Am 16. August 2011 war der Geburtstag dieser Hamburger Touristenattraktion. Da ich immer die Newsletter bekomme, erfuhr ich rechtzeitig von der Geburtstagsfeier, die am 15. August um 0:00 Uhr mit Geburtstagstorte und Sekt beginnen sollte.

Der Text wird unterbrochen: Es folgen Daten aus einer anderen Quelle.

PR #3078, opened 2024-12-13
Add OpenGraph tags to playlist page head

MonkeyDo:
These were requested [on the forums](https://community.metabrainz.org/t/syndication-feeds-atom-rss-now-out-for-beta-testing/726559/18), now that we have Atom feeds for playlists and the embedded previews that use OG tags look very generic.

Followed docs at https://ogp.me/#type_music

My initial implementation used react-helmet (which we already use for the purpose of modifying head tags), but unfortunately that means the page must first load and run the react app before the tags are modified/added.

The solution required moving back to the flask/jinja template layer as those will be rendered to HTML directly.

I've modified our main index.html jinja template to support known and arbitrary opengraph tags, with sane defaults (same as before this PR) for title, description and type.

Once we have images for playlist thumbnails, we could consider adding that as og:image tags and testing that out.

Here is the resulting head when loading a playlist page:
image

N.B.: Considering LB is now a single-page-app with routing on the client-side, the opengraph tags rendered by flask will stay there even after you navigate to another page where (some of) those tags don't apply. This is not really an issue, as the meta tags are meant to be parsed by a machine once on page load while the client-side navigation is all about users in their browser page.


MonkeyDo:
I am not sure about the `description` tag content. Currently I just put the playlist description, but it might be better to have something like "Playlist by mr_monkey — 123 listens — ListenBrainz" similar to what I ended up doing in #3118 , for consistency (and also because it might be more useful info?)


Any opinions?

frontend/js/src/playlists/Playlist.tsx
```diff
@@ -319,8 +320,29 @@ export default function PlaylistPage() {
 
   return (
     <div role="main">
-      <Helmet>
-        <title>{playlist.title} - Playlist</title>
+      <Helmet defer={false}>
+        <title>
```
anshg1214, line 324: What does defer here do? I was reading through the available documentations, but couldn't find it there.

MonkeyDo: Left over from my previous (failed) attempt at getting the meta tags to be readable directly at page load, will remove.

> {/* (optional) set to false to not use requestAnimationFrame and instead update the DOM as soon as possible.
        Useful if you want to update the title when the tab is out of focus 
    */}
    defer={false}

MonkeyDo:
I have modified the description to show creator name and number of tracks instead of the playlist text description.

> `<meta property="og:description" content="Playlist by mr_monkey — 1 track — ListenBrainz">`

anshg1214 (approved):
🚀

PR #3080, opened 2024-12-14
Update example data for /metadata/ endpoints

samglt:
This updates some out of date example data for some of the /metadata/ endpoints:

/recording: tags for release group, updated artist shape, more information in release
/release_group: the example file was missing
/lookup: example was referred to but not included
/artist: used to be a copy of /recording

Also shortened the lists of tags so they're not super long on the page


MonkeyDo (approved):
Thank you very much for this long overdue cleanup!

PR #3081, opened 2024-12-15
LB-1374: Add sort options for playlists

anshg1214:
LB-1374


MonkeyDo (changes requested):
It's working quite well!
Nice work.

The sort option should be reset to default value when navigating to collab playlists and back in `setPlaylistType`, or alternatively the playlists should be sorted again when you switch back.

MonkeyDo (approved):
Lesssgoooo !!!

PR #3083, opened 2024-12-18
LB-1706: RSS Feed shows < and > properly now

Suvid-Singhal:
# Problem

This PR fixes the issue LB-1706. The RSS Feed shows < and > character properly now.

# Solution

Replaced &lt; and &gt; with < and > in the generated RSS Feed string.

### DIFF
--- a/frontend/js/src/settings/link-listens/MultiTrackMBIDMappingModal.tsx
+++ b/frontend/js/src/settings/link-listens/MultiTrackMBIDMappingModal.tsx
@@ -300,7 +300,8 @@ export default NiceModal.create(
       matchingTracks && Object.entries(matchingTracks);
     const hasMatches = Boolean(matchingTracksEntries?.length);
     const unmatchedItems =
-      unlinkedListens.filter((md) => !matchingTracks?.[md.recording_msid]) ?? [];
+      unlinkedListens.filter((md) => !matchingTracks?.[md.recording_msid]) ??
+      [];
 
     // We may need to escape or replace the Lucene search special characters
     // + - && || ! ( ) { } [ ] ^ " ~ * ? : \ /     as described in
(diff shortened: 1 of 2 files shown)


MonkeyDo (commented):
Hi @Suvid-Singhal and thanks for opening a PR!
It is very much appreciated :)

I have a couple of comments/questions:
The first one is whether this is required, and whether it will break atom readers.
The reason I ask is because these feeds currently seem to be working fine once viewed in an atom reader, with HTML links working as expected.
So, assuming this PR is to make the XML for the feed readable by humans, we need to ensure that it does not break the main purpose of these feeds to be interacted with in a feed reader.

The second comment is whether this encoding issue can be solved more generally for all encoded HTML entities rather than just the `<` and `>` symbols.

And a final coding style comment: if code is repeated in a bunch of places, then it needs to be refactored so that it is defined in one place and called from multiple places, to avoid issues in the future.

MonkeyDo:
EDIT: I did a tiny bit or research, and according to the Atom specifications the content of `type="html"` should be escaped:

> If type="html", then this element contains entity escaped html.
> 
> <title type="html">
>   AT&amp;amp;T bought &amp;lt;b&amp;gt;by SBC&amp;lt;/b&amp;gt;!
> </title>
From https://validator.w3.org/feed/docs/atom.html#text

So unless I misunderstood something, it is actually expected that HTML entities in a feed item's content should be escaped for HTML parsing, rather than be human-readable.
I'm going to close the PR and the associated ticket, but of course if you dig in more and find that I am incorrect feel free to reopen both!

Suvid-Singhal:
I get it. Thanks @MonkeyDo, I also learnt a new thing today 😅

MonkeyDo:
> I get it. Thanks @MonkeyDo, I also learnt a new thing today 😅

You and me both!

PR #3087, opened 2024-12-18
Add Genre Graph for YIM 2024

anshg1214:


MonkeyDo (commented):
Looking nice!

We might want to adjust the colors to use the ones defined in the YIM24 file (the "text" colors), with variations, maybe?
https://github.com/metabrainz/listenbrainz-server/blob/yim-2024/frontend/js/src/user/year-in-music/2024/YearInMusic2024.tsx#L63-L68

Try to tie it up with the rest of the page look.
That being said I'm going to merge this to avoid further merge conflicts.

The tag counts don't look right to me at all, as they all have crazy number 5 times higher than my actual listen count for the year. Not sure there's anything we can do here though.

anshg1214:
>We might want to adjust the colors to use the ones defined in the YIM24 file (the "text" colors), with variations, maybe?

I had that in mind, but if we do it the graph does not look good. 
image

>The tag counts don't look right to me at all, as they all have crazy number 5 times higher than my actual listen count for the year. Not sure there's anything we can do here though.

@amCap1712 As I can see in the [SQL query](https://github.com/metabrainz/listenbrainz-server/blob/b4bc18cf9d343956819b4a3038674e50e2ec4c40/listenbrainz_spark/year_in_music/top_genres.py), instead of merging the genre count from recording, artist and release group, can we have that data separate?

MonkeyDo:
> > We might want to adjust the colors to use the ones defined in the YIM24 file (the "text" colors), with variations, maybe?
> 
> I had that in mind, but if we do it the graph does not look good. image
> 
I meant more using the four colors, regardless of the chosen season. So where other graph use the selected season's textColor, this graph would use all 4 textColor from the seasons. I reckon we might still have the same issue of not enough variety between colours, but maybe it works?

anshg1214:
This looks good! 

image

PR #5507, opened 2023-01-27
Allow to run tests in matrix for backend

yabirgb:
Create a matrix job for the backend to speed up CI execution. Due to limits in the req/min in the api keys I've added a random function to pick them


LefterisJP (approved):
The result is nice but shouldn't we split it in api+integration in one and then unit+db tests in another? Is there more categories?

I would like to think of the groups of tests a bit more so we also group the tests properly when developing But I don't see anything wrong with merging right now and improving later.

PR #5508, opened 2023-01-28
Add frax decoder

anukul:
Only decodes ADD_COLLATERAL event


anukul:
Can't seem to figure out why tests are failing 🤔 

Will keep this code in the source branch if someone wants to pick it up

PR #5510, opened 2023-01-29
Do not perform any migrations for a fresh user DB

LefterisJP:
In the past we had a new DB run all data migrations. This was not
needed. The only reason it was being done was to do two things:

1. Spam assets addition (Migration: 3)
2. Read and write rpc nodes to the DB (Migrations: 4, 6, 7)

This commit starts a fresh DB at latest migration, so no migrations
run for a fresh DB. Instead those actions are now set apart as actions
to perform to populate a fresh DB.

Tests and their fixtures/mocks are also adjusted properly.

Ein Freund von mir und ich reservierten uns Eintrittskarten und waren um ca. 19:15 Uhr vor Ort. Zu diesem Zeitpunkt war es ziemlich voll. Die Tagesbesucher waren noch da und die Besucher für die Geburtstagsparty wohl zum Teil auch schon. Die Meisten standen in dem Bereich des Flughafens. Ständig starteten oder landeten die verschiedensten Flugzeuge. An den Terminals wurden die Maschinen versorgt und jede Menge Fahrzeuge bewegten sich auf dem Vorfeld. Man wusste kaum wo man zuerst hinschauen sollte. Im Nachtbetrieb musste man sich nur den umgebenden Raum wegdenken und schon sah es aus wie 1:1 und nicht wie ein Modell. Unglaublich was die Wunderlandcrew dort realisiert hat. Man braucht schon ein paar Stunden, um den Flughafenbetrieb nur annähernd zu erfassen und alle Flugzeuge wenigstens einmal starten und landen zu sehen. Dass die Anzeigetafel exakt mit den startenden und landenden Flugzeugen übereinstimmt mit Fluggesellschaft, An- und Abflugzeit, Standort an den Terminals und noch anderen Angaben, verwundert eigentlich nicht. An dem Abend verirrte sich eine Maschine nach der Landung auf dem Weg zum Terminal und musste von „Gulliver“ manuell auf den rechten Weg gebracht werden. Natürlich zum Gaudi der Besucher.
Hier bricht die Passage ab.